■ WORK INSTRUCTION
From the first line to the last, retype the data below exactly.

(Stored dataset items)
PR #485, opened 2026-03-26
Support --in-vm in image-builder (HMS-10299)

avitova:
This adds the possibility of running the container in a VM. I tried to test this. The image is built. So I assume this is working? If anyone has any suggestions on how to test this, they are welcome.

### DIFF
--- a/Containerfile
+++ b/Containerfile
@@ -18,7 +18,7 @@ RUN mkdir -p /etc/containers/networks
 # Fast-track osbuild so we don't depend on the "slow" Fedora release process to implement new features in bib
 RUN dnf install -y dnf-plugins-core \
     && dnf copr enable -y @osbuild/osbuild \
-    && dnf install -y libxcrypt-compat wget osbuild osbuild-ostree osbuild-depsolve-dnf osbuild-lvm2 openssl subscription-manager \
+    && dnf install -y libxcrypt-compat wget osbuild osbuild-ostree osbuild-depsolve-dnf osbuild-lvm2 osbuild-virt-deps openssl subscription-manager \
     && dnf clean all
 
 COPY --from=builder /build/bin/image-builder /usr/bin/
--- a/cmd/image-builder/main.go
+++ b/cmd/image-builder/main.go
@@ -415,13 +415,21 @@ func cmdBuild(cmd *cobra.Command, args []string) error {
 	if err != nil {
 		return err
 	}
+	runInVm, err := cmd.Flags().GetBool("in-vm")
+	if err != nil {
+		return err
+	}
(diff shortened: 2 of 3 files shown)


Containerfile
```diff
@@ -19,6 +19,7 @@ RUN mkdir -p /etc/containers/networks
 RUN dnf install -y dnf-plugins-core \
     && dnf copr enable -y @osbuild/osbuild \
     && dnf install -y libxcrypt-compat wget osbuild osbuild-ostree osbuild-depsolve-dnf osbuild-lvm2 openssl subscription-manager \
+        qemu-system-x86 \
```
supakeen: In `bootc-image-builder` we install `qemu-kvm-core` instead.

bcl: That's because it also needs `virtiofsd` but osbuild didn't add any Requirements for this feature. The right way to do this is to add them to osbuild, or add a metadata-only subpackage like 'osbuild-in-vm' that Requires them. Otherwise we're going to be maintaining package requirements in more than one place :)

avitova:
Changing this to draft, since the other PR would have to go first. :)

avitova:
This is it. But I believe we might be installing maybe a little too much with `qemu` and `virtiofsd`. I think I kinda do not like that, as the usecase of the --in-vm is currently small, and we only support it in the container. Any thoughts? @supakeen

cmd/image-builder/main.go
```diff
@@ -415,15 +415,23 @@ func cmdBuild(cmd *cobra.Command, args []string) error {
...
 	if setup.IsContainer() {
-		if err := setup.EnsureEnvironment(cacheDir, false); err != nil {
+		if err := setup.EnsureEnvironment(cacheDir, runInVm); err != nil {
 			return fmt.Errorf("entrypoint setup failed: %w", err)
 		}
 	}
 
+	if runInVm && !setup.IsContainer() {
+		return fmt.Errorf("running in VM outside container is not supported yet")
+	}
```
lzap, line 433: Forward looking statement warning :-) I mean, it is good to be positive I guess so why not...

lzap (approved):
Looks clean, haven't tried it yet.

Are we planning on updating the README soon? This is an exciting feature we should advertise and celebrate! :-D

supakeen:
> Looks clean, haven't tried it yet.
> 
> Are we planning on updating the README soon? This is an exciting feature we should advertise and celebrate! :-D

Since it's only applicable in a very small subset of use-cases that would need to be documented (e.g. you need to match OS between host and target *and* it only works inside containers). It's documented as experimental in `bootc-image-builder`; we could do the same snippet here.

supakeen (approved):

avitova:
Thank you!:)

■ RESULT OF THIS TASK
PR #485, opened 2026-03-26
Support --in-vm in image-builder (HMS-10299)

avitova:
This adds the possibility of running the container in a VM. I tried to test this. The image is built. So I assume this is working? If anyone has any suggestions on how to test this, they are welcome.

### DIFF
--- a/Containerfile
+++ b/Containerfile
@@ -18,7 +18,7 @@ RUN mkdir -p /etc/containers/networks
 # Fast-track osbuild so we don't depend on the "slow" Fedora release process to implement new features in bib
 RUN dnf install -y dnf-plugins-core \
     && dnf copr enable -y @osbuild/osbuild \
-    && dnf install -y libxcrypt-compat wget osbuild osbuild-ostree osbuild-depsolve-dnf osbuild-lvm2 openssl subscription-manager \
+    && dnf install -y libxcrypt-compat wget osbuild osbuild-ostree osbuild-depsolve-dnf osbuild-lvm2 osbuild-virt-deps openssl subscription-manager \
     && dnf clean all
 
 COPY --from=builder /build/bin/image-builder /usr/bin/
--- a/cmd/image-builder/main.go
+++ b/cmd/image-builder/main.go
@@ -415,13 +415,21 @@ func cmdBuild(cmd *cobra.Command, args []string) error {
 	if err != nil {
 		return err
 	}
+	runInVm, err := cmd.Flags().GetBool("in-vm")
+	if err != nil {
+		return err
+	}
(diff shortened: 2 of 3 files shown)


Containerfile
```diff
@@ -19,6 +19,7 @@ RUN mkdir -p /etc/containers/networks
 RUN dnf install -y dnf-plugins-core \
     && dnf copr enable -y @osbuild/osbuild \
     && dnf install -y libxcrypt-compat wget osbuild osbuild-ostree osbuild-depsolve-dnf osbuild-lvm2 openssl subscription-manager \
+        qemu-system-x86 \
```
supakeen: In `bootc-image-builder` we install `qemu-kvm-core` instead.

bcl: That's because it also needs `virtiofsd` but osbuild didn't add any Requirements for this feature. The right way to do this is to add them to osbuild, or add a metadata-only subpackage like 'osbuild-in-vm' that Requires them. Otherwise we're going to be maintaining package requirements in more than one place :)

avitova:
Changing this to draft, since the other PR would have to go first. :)

avitova:
This is it. But I believe we might be installing maybe a little too much with `qemu` and `virtiofsd`. I think I kinda do not like that, as the usecase of the --in-vm is currently small, and we only support it in the container. Any thoughts? @supakeen

cmd/image-builder/main.go
```diff
@@ -415,15 +415,23 @@ func cmdBuild(cmd *cobra.Command, args []string) error {
...
 	if setup.IsContainer() {
-		if err := setup.EnsureEnvironment(cacheDir, false); err != nil {
+		if err := setup.EnsureEnvironment(cacheDir, runInVm); err != nil {
 			return fmt.Errorf("entrypoint setup failed: %w", err)
 		}
 	}
 
+	if runInVm && !setup.IsContainer() {
+		return fmt.Errorf("running in VM outside container is not supported yet")
+	}
```
lzap, line 433: Forward looking statement warning :-) I mean, it is good to be positive I guess so why not...

lzap (approved):
Looks clean, haven't tried it yet.

Are we planning on updating the README soon? This is an exciting feature we should advertise and celebrate! :-D

supakeen:
> Looks clean, haven't tried it yet.
> 
> Are we planning on updating the README soon? This is an exciting feature we should advertise and celebrate! :-D

Since it's only applicable in a very small subset of use-cases that would need to be documented (e.g. you need to match OS between host and target *and* it only works inside containers). It's documented as experimental in `bootc-image-builder`; we could do the same snippet here.

supakeen (approved):

avitova:
Thank you!:)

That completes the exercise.